§ PROBLEM
Determine the number of lines in the entries below in which the word "most" appears, and reply with that number only.

═══

PR #764, opened 2021-07-22
Record cache stats on disconnect (buildbuddy/buildbuddy-internal#742)

tempoz:
We had been only writing cache stats in FinalizeInvocation; this adds that behavior to
MarkInvocationDisconnected as well.

---

**Version bump**: Patch


tempoz:
Tested locally and got cache data on a disconnected invocation.

tylerwilliams (approved):
Woot, nice and easy. Thanks!

PR #765, opened 2021-07-22
Add Redactor skeleton for migrating redaction logic from event_parser

bduffany:
This PR is a NOP for now but lays the groundwork for us to be able to factor the redaction logic out of `StreamingEventParser.ParseEvent` (and into `StreamingRedactor.RedactMetadata`) without breaking anything.

---

**Version bump**: Patch

### DIFF
--- a/server/build_event_protocol/build_event_handler/build_event_handler.go
+++ b/server/build_event_protocol/build_event_handler/build_event_handler.go
@@ -72,13 +72,12 @@ func (b *BuildEventHandler) OpenChannel(ctx context.Context, iid string) interfa
 		chunkFileSizeBytes = defaultChunkFileSizeBytes
 	}
 	buildEventAccumulator := accumulator.NewBEValues(iid)
-	redactor := redact.NewStreamingRedactor(b.env)
 	return &EventChannel{
 		env:                     b.env,
 		ctx:                     ctx,
 		pw:                      protofile.NewBufferedProtoWriter(b.env.GetBlobstore(), iid, chunkFileSizeBytes),
 		beValues:                buildEventAccumulator,
-		redactor:                redactor,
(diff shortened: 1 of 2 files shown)


server/build_event_protocol/build_event_handler/build_event_handler.go
```diff
@@ -72,11 +72,13 @@ func (b *BuildEventHandler) OpenChannel(ctx context.Context, iid string) interfa
 		chunkFileSizeBytes = defaultChunkFileSizeBytes
 	}
 	buildEventAccumulator := accumulator.NewBEValues(iid)
```
vadimberezniker, line 74: You can inline this.

server/build_event_protocol/build_event_handler/build_event_handler.go
```diff
@@ -72,11 +72,13 @@ func (b *BuildEventHandler) OpenChannel(ctx context.Context, iid string) interfa
...
+	redactor := redact.NewStreamingRedactor(b.env)
```
vadimberezniker, line 75: Will the redactor contain any state? If not, should we instantiate a single instance in NewBuildEventHandler?

bduffany: Yes, on each build event stream, the BuildStartedEvent contains a piece of BuildMetadata called ALLOW_ENV and we need to store that value in the redactor so it knows which pieces of the env need to be redacted (the env comes in a subsequent event)

server/build_event_protocol/build_event_handler/build_event_handler.go
bduffany: Done

vadimberezniker (approved):
LGTM

tylerwilliams (approved):
LGTM

PR #767, opened 2021-07-24
Add initial frontend for global invocation filter

bduffany:
Only has a DatePicker for now (will add role filters later). Does not actually do any filtering yet; this is just the frontend piece for updating the URLSearchParams.

* Date defaults to "last 7 days" -- this should probably depend on the page. For invocations we could default to "all time" and just rely on paging to limit the invocations displayed. For the test grid and trends we could use 7 days, which is our current default.
* Update URL search params when picking a new date (using `replaceState` to avoid polluting history)
* Changes the background when filters are applied, so users aren't confused as to why they aren't seeing their most recent invocations whenever they reload. (The only other visual indicators are the URL and the displayed date range, which are both very subtle).
* Provide a way to clear filters (X button).
* Some basic date range formatting -- it's not perfect. Will find a better way to do this later.
* Only added to history page; will add to other pages in subsequent PRs.

Hidden behind the server flag `app.enable_global_filter`.

https://user-images.githubusercontent.com/2414826/126851302-75fdc032-7438-43b3-b6f8-323a663dad99.mp4

---

**Version bump**: Patch


BUILD
```diff
@@ -62,6 +62,8 @@ exports_files([
     "package.json",
     "yarn.lock",
     "VERSION",
+    "node_modules/react-date-range/dist/styles.css",
```
siggisim, line 65: I think we should just "vendor" these so they're easier to edit anyway.

You can create separate css files for them in the filter directory.

enterprise/app/filter/filter.tsx
```diff
@@ -0,0 +1,91 @@
...
+            />
+          </Popup>
+        </div>
+      </div>
+    );
+  }
+}
+
+// Exclude "Days from today" label since it's not useful.
+const INPUT_RANGES = [defaultInputRanges[0]];
```
siggisim, line 91: Is it easy to do custom ones like: Last 7 days, Last 30 days, ... ?

enterprise/app/history/history.tsx
```diff
@@ -376,6 +378,7 @@ export default class HistoryComponent extends React.Component {
           )}
         </div>
         {this.props.hash === "#users" && <OrgJoinRequestsComponent user={this.props.user} />}
+        {capabilities.globalFilter && <FilterComponent search={this.props.search} />}
```
siggisim, line 381: What do you think about putting this here vs making it feel more "global" - i.e. in the top right where the AW date picker was? I can see pros and cons to each approach.

siggisim (changes requested):
Look good, just a couple of comments

enterprise/app/filter/filter.tsx
bduffany: Yeah, the API is fairly simple -- you specify them via a "staticRanges" prop, and each range defines a label and a func that returns `{ startDate, endDate }`. (These INPUT_RANGES here correspond to rows with input boxes where you can enter a custom range, like "___ days up to today." I'm planning on cleaning this up as well as setting up the custom staticRanges in a subsequent PR.)

siggisim (approved):
Before submitting, can you do a build with and without this change to see how much it changes the js bundle size?

bduffany:
> Before submitting, can you do a build with and without this change to see how much it changes the js bundle size?

JS size diff is 329KB uncompressed, 48KB compressed (increase of 3% uncompressed, 4% compressed)

PR #768, opened 2021-07-26
Sort skyframe threads numerically

bduffany:
---

**Version bump**: Patch 

**Related issues**: Fixes https://github.com/buildbuddy-io/buildbuddy-internal/issues/454

### DIFF
--- a/app/flame_chart/profile_model.ts
+++ b/app/flame_chart/profile_model.ts
@@ -31,14 +31,9 @@ export type ThreadTimeline = {
   maxDepth: number;
 };
 
-type NumberedThreadName = {
-  prefix: string;
-  number: number;
-};
-
 // Matches strings like "skyframe evaluator 1", "grpc-command-0", etc., splitting the
 // non-numeric prefix and numeric suffix into separate match groups.
-const NUMBERED_THREAD_NAME_PATTERN = /^([^\d]+)(\d+)$/;
+const NUMBERED_THREAD_NAME_PATTERN = /^(?<prefix>[^\d]+)(?<number>\d+)$/;
 
 function eventComparator(a: TraceEvent, b: TraceEvent) {
   // Group by thread ID.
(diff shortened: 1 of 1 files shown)


app/flame_chart/profile_model.ts
```diff
@@ -27,10 +27,13 @@ export type ThreadEvent = TraceEvent & {
 export type ThreadTimeline = {
   tid: number;
   threadName: string;
+  skyframeNumber?: number;
   events: ThreadEvent[];
   maxDepth: number;
 };
 
+const SKYFRAME_EVALUATOR_PATTERN = /skyframe evaluator (\d+)/;
```
siggisim, line 35: this seems a bit brittle, i.e. in the case that bazel changes the thread names used in the profile

you could just simplify the comparator to something like

```parseInt(a.threadName.match( /\d+/g )) - parseInt(b.threadName.match( /\d+/g ))```

**Review by siggisim — APPROVED** [review]

File: app/flame_chart/profile_model.ts (hunk 1 above)
Comment (bduffany) [reply app/flame_chart/profile_model.ts]: There's also things like "grpc-command-0" so I think matching just the number is also brittle -- changed the impl to also keep track of the prefix that comes before the number, and for any threads matching the pattern we sort by the number (within the prefix group).

File: app/flame_chart/profile_model.ts [hunk 2]
```diff
@@ -31,6 +31,15 @@ export type ThreadTimeline = {
   maxDepth: number;
 };
 
+type NumberedThreadName = {
```
siggisim, line 34: you can probably avoid creating this little struct and the parseNumberedThreadName function by using named capture groups:
https://javascript.info/regexp-groups#named-groups

siggisim (approved):

app/flame_chart/profile_model.ts
bduffany: Ah nice, yeah that makes the change a bit smaller and also makes the regex less opaque :) done

app/flame_chart/profile_model.ts
```diff
@@ -47,8 +51,16 @@ function eventComparator(a: TraceEvent, b: TraceEvent) {
...
 }
 
-function threadNameComparator(a: ThreadTimeline, b: ThreadTimeline) {
-  // Sort by thread name.
+function timelineComparator(a: ThreadTimeline, b: ThreadTimeline) {
+  // Within numbered thread names (e.g. "skyframe evaluator 0", "grpc-command-0"), sort
+  // numerically.
+  const matchA = a.threadName.match(NUMBERED_THREAD_NAME_PATTERN)?.groups;
+  const matchB = b.threadName.match(NUMBERED_THREAD_NAME_PATTERN)?.groups;
+  if (matchA && matchB && matchA["prefix"] === matchB["prefix"]) {
```
siggisim, line 59: think it's a little more readable as 
```
if (matchA && matchB && matchA.prefix === matchB.prefix) {
  return Number(matchA.number) - Number(matchB.number);
}
```

bduffany: woops, missed this. Will clean up the next time I pass through here

PR #770, opened 2021-07-26
Display timeouts and other types of test failures with red backgrounds

siggisim:
---

**Version bump**: Minor

### DIFF
--- a/app/target/target.tsx
+++ b/app/target/target.tsx
@@ -84,6 +84,8 @@ export default class TargetComponent extends React.Component {
         return "test-failed";
       case build_event_stream.TestStatus.INCOMPLETE:
         return "test-error";
+      default:
+        return "test-failed";
     }
   }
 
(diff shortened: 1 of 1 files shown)


app/target/target.tsx
```diff
@@ -84,6 +84,8 @@ export default class TargetComponent extends React.Component {
         return "test-failed";
       case build_event_stream.TestStatus.INCOMPLETE:
         return "test-error";
+      default:
+        return "test-failed";
```
bduffany, line 88: Would "test-error" make more sense here? Seems like "TIMEOUT" is more like "INCOMPLETE" than "FAILED" -- "failed" seems like more of a "normal" status whereas INCOMPLETE, TIMEOUT, etc. are like "something weird happened and it neither passed nor failed"

bduffany (approved):

app/target/target.tsx
siggisim: Other places in the UI we lump Timeouts in with Failures. We can change that, but we should do it across the board.

I've updated the switch statement to be more explicit about the grouping and made the default case `test-error`.

PR #771, opened 2021-07-26
Introduce a build rule that calculates the SHA of it inputs

siggisim:
This is used when generating a static js bundle release for serving via CDN.

---

**Version bump**: None

### DIFF
--- a/rules/sha/index.bzl
+++ b/rules/sha/index.bzl
@@ -1,4 +1,4 @@
-# Calculates the sha1 of the contents of the files in `srcs` and outputs it to a file called `name`.txt.
+# Calculates the sha1 of the contents of the files in `srcs` and outputs it to a file called `name`.sum.
 def sha(name, srcs, **kwargs):
     native.genrule(
         name = name,
--- a/rules/sha/index.bzl
+++ b/rules/sha/index.bzl
@@ -1,10 +1,10 @@
-# Calculates a sha of the contents of the files in `srcs` and outputs it to a file called `name`.txt.
+# Calculates the sha1 of the contents of the files in `srcs` and outputs it to a file called `name`.txt.
 def sha(name, srcs, **kwargs):
     native.genrule(
         name = name,
         srcs = srcs,
-        outs = [name + ".txt"],
-        cmd = "echo \"$$(echo \"$(SRCS)\" | xargs find | sort | xargs shasum | shasum | awk '{ print $$1 }')\" > $@",
+        outs = [name + ".sum"],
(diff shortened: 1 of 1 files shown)


rules/sha/index.bzl
```diff
@@ -0,0 +1,10 @@
+# Calculates a sha of the contents of the files in `srcs` and outputs it to a file called `name`.txt.
+def sha(name, srcs, **kwargs):
+    native.genrule(
+        name = name,
+        srcs = srcs,
+        outs = [name + ".txt"],
+        cmd = "echo \"$$(echo \"$(SRCS)\" | xargs find | sort | xargs shasum | shasum | awk '{ print $$1 }')\" > $@",
```
bduffany, line 7: nit: I think you could remove the subshell and run

```
echo \"$(SRCS)\" | xargs find | sort | xargs shasum | shasum | awk '{ print $$1 }' > $@
```

bduffany: Also, uber nit: run `xargs` with `--delimiter '\n'`

bduffany (approved):

rules/sha/index.bzl
```diff
@@ -0,0 +1,10 @@
+# Calculates a sha of the contents of the files in `srcs` and outputs it to a file called `name`.txt.
+def sha(name, srcs, **kwargs):
```
bduffany, line 2: nit: consider calling this sha1 (or add to the documentation above?)

rules/sha/index.bzl
```diff
@@ -0,0 +1,10 @@
...
+    native.genrule(
+        name = name,
+        srcs = srcs,
+        outs = [name + ".txt"],
```
bduffany, line 6: nit: consider making the file extension `.sum`

bduffany (commented):
two more nits (sorry)

rules/sha/index.bzl
siggisim: > nit: I think you could remove the subshell
Done


> Also, uber nit: `xargs --delimiter '\n' find` in case file names contain spaces
SRCS is space delimited. Looks like this is a more general bazel problem: https://github.com/bazelbuild/bazel/issues/4327

rules/sha/index.bzl
siggisim: Added to the documentation - would add an arg if folks wanted to change which sha algo to use.

rules/sha/index.bzl
siggisim: Done

PR #772, opened 2021-07-26
Use hash of js bundle in the `js_entry_point_path`

siggisim:
This replaces instance of `{APP_BUNDLE_HASH}` with that app bundle's hash in the `js_entry_point_path`.

We then place this as a query parameter when loading the default js bundle.

Like:
```
/app/app_bundle/app.js?hash=abc123
```

During local development, this means you should no longer have to force refresh when we make front-end changes and allows us to set aggressive cache headers.

In our production configs, this allows us to use the same variable to point do a CDN release like:
```
--js_entry_point_path=https://storage.googleapis.com/buildbuddy-static/app/{APP_BUNDLE_HASH}/app_bundle/app.js
```
or
```
--js_entry_point_path=https://static.buildbuddy.io/app/{APP_BUNDLE_HASH}/app_bundle/app.js
```

---

**Version bump**: Minor

### DIFF
--- a/enterprise/app/BUILD.bazel
+++ b/enterprise/app/BUILD.bazel
@@ -73,3 +73,10 @@ genrule(
         cat out > $@;
     """,
 )
+
+load("//rules/sha:index.bzl", "sha")
+
+sha(
+    name = "sha",
+    srcs = ["//enterprise/app:app_bundle"],
+)
--- a/rules/sha/index.bzl
+++ b/rules/sha/index.bzl
@@ -4,7 +4,7 @@ def sha(name, srcs, **kwargs):
         name = name,
         srcs = srcs,
         outs = [name + ".sum"],
-        cmd = "echo \"$(SRCS)\" | xargs find | sort | xargs shasum | shasum | awk '{ print $$1 } > $@",
+        cmd = "echo \"$(SRCS)\" | xargs find | sort | xargs shasum | shasum | awk '{ print $$1 }' > $@",
         local = 1,
         **kwargs
     )
--- a/rules/sha/index.bzl
+++ b/rules/sha/index.bzl
@@ -1,5 +1,4 @@
-"""Calculates the sha1 of the contents of the files in `srcs` and outputs it to a file called `name`.sum"""
-
+# Calculates the sha1 of the contents of the files in `srcs` and outputs it to a file called `name`.sum.
 def sha(name, srcs, **kwargs):
     native.genrule(
         name = name,
--- a/rules/sha/index.bzl
+++ b/rules/sha/index.bzl
@@ -4,7 +4,7 @@ def sha(name, srcs, **kwargs):
         name = name,
         srcs = srcs,
         outs = [name + ".sum"],
-        cmd = "echo \"$(SRCS)\" | xargs find | sort | xargs shasum | shasum | awk '{ print $$1 }' > $@",
+        cmd = "xargs find $(SRCS) -type f | sort | xargs shasum | shasum | awk '{ print $$1 }' > $@",
         local = 1,
         **kwargs
     )
--- a/rules/sha/index.bzl
+++ b/rules/sha/index.bzl
@@ -4,7 +4,7 @@ def sha(name, srcs, **kwargs):
         name = name,
         srcs = srcs,
         outs = [name + ".sum"],
-        cmd = "xargs find $(SRCS) -type f | sort | xargs shasum | shasum | awk '{ print $$1 }' > $@",
+        cmd = "find $(SRCS) -type f | sort | xargs shasum | shasum | awk '{ print $$1 }' > $@",
         local = 1,
         **kwargs
     )
--- a/rules/sha/index.bzl
+++ b/rules/sha/index.bzl
@@ -1,0 +1,9 @@
+def sha(name, srcs, **kwargs):
+    native.genrule(
+        name = name,
+        srcs = srcs,
+        outs = [name + ".txt"],
+        cmd = "echo \"$$(echo \"$(SRCS)\" | xargs find | sort | xargs shasum | shasum | awk '{ print $$1 }')\" > $@",
+        local = 1,
+        **kwargs
+    )
--- a/server/static/static.go
+++ b/server/static/static.go
@@ -21,7 +21,7 @@ const (
 )
 
 var (
-	jsEntryPointPath = flag.String("js_entry_point_path", "/app/app_bundle/app.js", "Absolute URL path of the app JS entry point")
+	jsEntryPointPath = flag.String("js_entry_point_path", "/app/app_bundle/app.js?hash={APP_BUNDLE_HASH}", "Absolute URL path of the app JS entry point")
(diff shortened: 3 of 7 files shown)


server/static/static.go
```diff
@@ -120,10 +131,33 @@ func serveIndexTemplate(env environment.Env, tpl *template.Template, version str
...
+
+func AppBundleHash(bundleFS fs.FS) string {
+	var hashBytes []byte
+	if data, err := fs.ReadFile(bundleFS, "sha.sum"); err == nil {
+		hashBytes = data
+	}
+	if hashBytes != nil {
+		return strings.TrimSpace(string(hashBytes))
+	}
+	return ""
```
bduffany, line 150: nit: log the error if it is non-nil (and reading the data outside the `if` scope simplifies things a bit):

```go
data, err := fs.ReadFile(bundleFS, "sha.sum")
if err != nil {
  log.Errorf("Failed to read app checksum: %s", err)
  return ""
}
return strings.TrimSpace(string(hashBytes))
```

rules/sha/index.bzl
```diff
@@ -4,7 +4,7 @@ def sha(name, srcs, **kwargs):
         name = name,
         srcs = srcs,
         outs = [name + ".sum"],
-        cmd = "echo \"$(SRCS)\" | xargs find | sort | xargs shasum | shasum | awk '{ print $$1 } > $@",
+        cmd = "xargs find $(SRCS) -type f | sort | xargs shasum | shasum | awk '{ print $$1 }' > $@",
```
bduffany, line 7: Instead of `xargs find` I think just `find` works

server/static/static.go
```diff
@@ -52,7 +54,16 @@ func NewStaticFileServer(env environment.Env, fs fs.FS, rootPaths []string) (*St
...
 		}
 
-		handler = handleRootPaths(env, rootPaths, template, version.AppVersion(), handler)
+		jsPath := *jsEntryPointPath
+		if appBundleHash != "" {
+			jsPath = strings.ReplaceAll(jsPath, "{APP_BUNDLE_HASH}", appBundleHash)
+		}
+
+		if strings.HasPrefix(jsPath, "http://") || strings.HasPrefix(jsPath, "https://") {
+			env.GetHealthChecker().AddHealthCheck("static_bundle", &healthChecker{jsPath: jsPath})
```
bduffany, line 63: uber nit: rename the health check to `"app_static_file_server"` (since the server handles stuff other than the static bundle)

enterprise/app/BUILD.bazel
```diff
@@ -73,3 +73,10 @@ genrule(
         cat out > $@;
     """,
 )
+
+load("//rules/sha:index.bzl", "sha")
+
+sha(
+    name = "sha",
```
bduffany, line 80: uber nit: rename to `app_bundle_sha` since we probably also want `style_sha` in here as well at some point

bduffany (approved):
Nice! I think we'll need to do this for `styles.css` as well before the need for force-refreshing goes away for good.

Ideally we'd also do this for all static assets (especially SVGs), because reloading those SVGs is the cause of some jankiness / reflow when loading the app and loading components for the first time (like the sidebar menu). We'll probably need something more general for that though (maybe some registry of path -> hash that gets generated as JS, and some `staticUrl` JS helper function that looks up the hash from the registry and automatically appends it).

server/static/static.go
siggisim: Made this a real error.

rules/sha/index.bzl
siggisim: Whoops, leftover from my pipe-ing days. Fixed.

server/static/static.go
siggisim: Done

enterprise/app/BUILD.bazel
siggisim: My plan is to ship all of the static files as a single bundle (when we add more than the js files).

rules/sha/index.bzl
```diff
@@ -4,7 +4,7 @@ def sha(name, srcs, **kwargs):
         name = name,
         srcs = srcs,
         outs = [name + ".sum"],
-        cmd = "echo \"$(SRCS)\" | xargs find | sort | xargs shasum | shasum | awk '{ print $$1 } > $@",
+        cmd = "find $(SRCS) -type f | sort | xargs shasum | shasum | awk '{ print $$1 }' > $@",
```
tylerwilliams, line 7: bruh i'm sure you can add at least another command in here :P

server/static/static.go
```diff
@@ -120,10 +131,30 @@ func serveIndexTemplate(env environment.Env, tpl *template.Template, version str
...
+		JsEntryPointPath: jsPath,
 		GaEnabled:        !*disableGA,
 	})
 	if err != nil {
 		http.Error(w, err.Error(), http.StatusInternalServerError)
 	}
 }
+
+func AppBundleHash(bundleFS fs.FS) (string, error) {
+	hashBytes, err := fs.ReadFile(bundleFS, "sha.sum")
```
tylerwilliams, line 143: could we call this something app-bundle-specific so it's not too confusing if we add some other kinda hash into the bundle later?

bundle.sha256 or app.sha256 or something?

server/static/static.go
```diff
@@ -43,7 +45,7 @@ type StaticFileServer struct {
 
 // NewStaticFileServer returns a new static file server that will serve the
```
tylerwilliams, line 46: we should probably just rename this package from static -> app or pull the app stuff out into its own package

server/static/static.go
```diff
@@ -52,7 +54,16 @@ func NewStaticFileServer(env environment.Env, fs fs.FS, rootPaths []string) (*St
...
 
-		handler = handleRootPaths(env, rootPaths, template, version.AppVersion(), handler)
+		jsPath := *jsEntryPointPath
+		if appBundleHash != "" {
+			jsPath = strings.ReplaceAll(jsPath, "{APP_BUNDLE_HASH}", appBundleHash)
+		}
+
+		if strings.HasPrefix(jsPath, "http://") || strings.HasPrefix(jsPath, "https://") {
+			env.GetHealthChecker().AddHealthCheck("app_static_file_server", &healthChecker{jsPath: jsPath})
+		}
```
tylerwilliams, line 64: thanks for adding this

tylerwilliams (changes requested):
LGTM (few little things)

rules/sha/index.bzl
siggisim: lol i used to have a couple more

server/static/static.go
siggisim: i'd like this to eventually be the sha of the full static bundle that we upload to gcs on each release, not just the js app bundle

server/static/static.go
siggisim: i'd like to do this for all static resources (svgs, css files, images, etc), just starting with the app js bundle because it's the most pressing

server/static/static.go
siggisim: np

tylerwilliams (approved):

═══

§ RESPONSE TO THE EXERCISE
2